- Dataset content -
#####

PR #1137, opened 2019-01-31
Fix #1093: breakpoint are not hit when debugger is attached to remote target

### LINKED ISSUE #1093: breakpoint are not hit when debugger is attached to remote target
## Environment data

- PTVSD version: 4.2.0
- OS and version: Linux, Fedora 29
- Python version: Python 2.7.15
- Using VS Code or Visual Studio:
Version: 1.30.2
Commit: 61122f88f0bf01e2ac16bdb9e1bc4571755f5bd8
Date: 2019-01-07T22:49:48.319Z
Electron: 2.0.12
Chrome: 61.0.3163.100
Node.js: 8.9.3
V8: 6.1.534.41
OS: Linux x64 4.19.13-300.fc29.x86_64

Target machine:
- OS and version: Linux, Ubuntu 18.04LTS
- PTVSD version: 4.2.0
- Python 2.7.15rc1

## Actual behavior
I try to debug remotely python script with vscode. In my launch.json i have proper configuration including pathMappings.

I have try following cases:
1. Run script on target machine like:
python -m ptvsd --single-session --host 10.3.72.215 --port 3000 --wait --multiprocess script-debug
On vscode i put break point and attach to target. As result script-debug is executed without hitting break point and on target machine i see message:
pydev debugger: warning: trying to add breakpoint to file that does not exist: "settings from localRoot /script-debug"
 Some times i can manage to start debugging - i.e. debugger stops at BP, but this is less than 1% of all attempts.

2. Run script on target but modified:
`_script-debug_`
```py
import os
import sys
import ptvsd

# # Allow other computers to attach to ptvsd at this IP address and port.
ptvsd.enable_attach(address=('0.0.0.0', 3000), redirect_output=True)

# # Pause the program until a remote debugger is attached
ptvsd.wait_for_attach()
```

Same behavior like p.1 

3. Run script on target but more modified:
`_script-debug_`
```py
import os
import sys
import ptvsd

# # Allow other computers to attach to ptvsd at this IP address and port.
ptvsd.enable_attach(address=('0.0.0.0', 3000), redirect_output=True)

# # Pause the program until a remote debugger is attached
ptvsd.wait_for_attach()
ptvsd.break_into_debugger()
```

In this case 100% of attempts as successful if i remove/disable all BP from vscode and add/enable them once debugger is attached.

If i start debugger with breakpoints, that are set before attachment to remote target, again see message on remote site:
pydev debugger: warning: trying to add breakpoint to file that does not exist: "settings from localRoot /script-debug"
So each time before debug session i have to disable BP, attach to target and re-enable them in order to use debugger.

Looks like some kind of race condition when debugger is attached and pathMappings, and BP are set to remote side.

## Expected  behavior
To be possible to run target like 'python -m ptvsd --single-session --host 10.3.72.215 --port 3000 --wait --multiprocess script-debug" and not to be forced to use ptvsd.break_into_debugger() in order to set BP

Already configured BP to work without needs to be re-enabled.

int19h:
Do not allow 'setBreakpoints' request until either 'launch' or 'attach' request is received.

Wait for 'launch' or 'attach' request to process path mappings before handling 'setBreakpoints'.

### DIFF
--- a/src/ptvsd/wrapper.py
+++ b/src/ptvsd/wrapper.py
@@ -1213,7 +1213,7 @@ class VSCLifecycleMsgProcessor(VSCodeMessageProcessorBase):
         multiproc.root_start_request = request
         self.start_reason = 'attach'
         self._set_debug_options(args)
-        self._handle_attach(request, args)
+        self._handle_launch_or_attach(request, args)
         self.send_response(request)
 
     def on_launch(self, request, args):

#####

Your output should consist solely of the lines from the beginning of the entries through the line containing "In this case", reproduced exactly.

- Response to the task -
PR #1137, opened 2019-01-31
Fix #1093: breakpoint are not hit when debugger is attached to remote target

### LINKED ISSUE #1093: breakpoint are not hit when debugger is attached to remote target
## Environment data

- PTVSD version: 4.2.0
- OS and version: Linux, Fedora 29
- Python version: Python 2.7.15
- Using VS Code or Visual Studio:
Version: 1.30.2
Commit: 61122f88f0bf01e2ac16bdb9e1bc4571755f5bd8
Date: 2019-01-07T22:49:48.319Z
Electron: 2.0.12
Chrome: 61.0.3163.100
Node.js: 8.9.3
V8: 6.1.534.41
OS: Linux x64 4.19.13-300.fc29.x86_64

Target machine:
- OS and version: Linux, Ubuntu 18.04LTS
- PTVSD version: 4.2.0
- Python 2.7.15rc1

## Actual behavior
I try to debug remotely python script with vscode. In my launch.json i have proper configuration including pathMappings.

I have try following cases:
1. Run script on target machine like:
python -m ptvsd --single-session --host 10.3.72.215 --port 3000 --wait --multiprocess script-debug
On vscode i put break point and attach to target. As result script-debug is executed without hitting break point and on target machine i see message:
pydev debugger: warning: trying to add breakpoint to file that does not exist: "settings from localRoot /script-debug"
 Some times i can manage to start debugging - i.e. debugger stops at BP, but this is less than 1% of all attempts.

2. Run script on target but modified:
`_script-debug_`
```py
import os
import sys
import ptvsd

# # Allow other computers to attach to ptvsd at this IP address and port.
ptvsd.enable_attach(address=('0.0.0.0', 3000), redirect_output=True)

# # Pause the program until a remote debugger is attached
ptvsd.wait_for_attach()
```

Same behavior like p.1 

3. Run script on target but more modified:
`_script-debug_`
```py
import os
import sys
import ptvsd

# # Allow other computers to attach to ptvsd at this IP address and port.
ptvsd.enable_attach(address=('0.0.0.0', 3000), redirect_output=True)

# # Pause the program until a remote debugger is attached
ptvsd.wait_for_attach()
ptvsd.break_into_debugger()
```

In this case 100% of attempts as successful if i remove/disable all BP from vscode and add/enable them once debugger is attached.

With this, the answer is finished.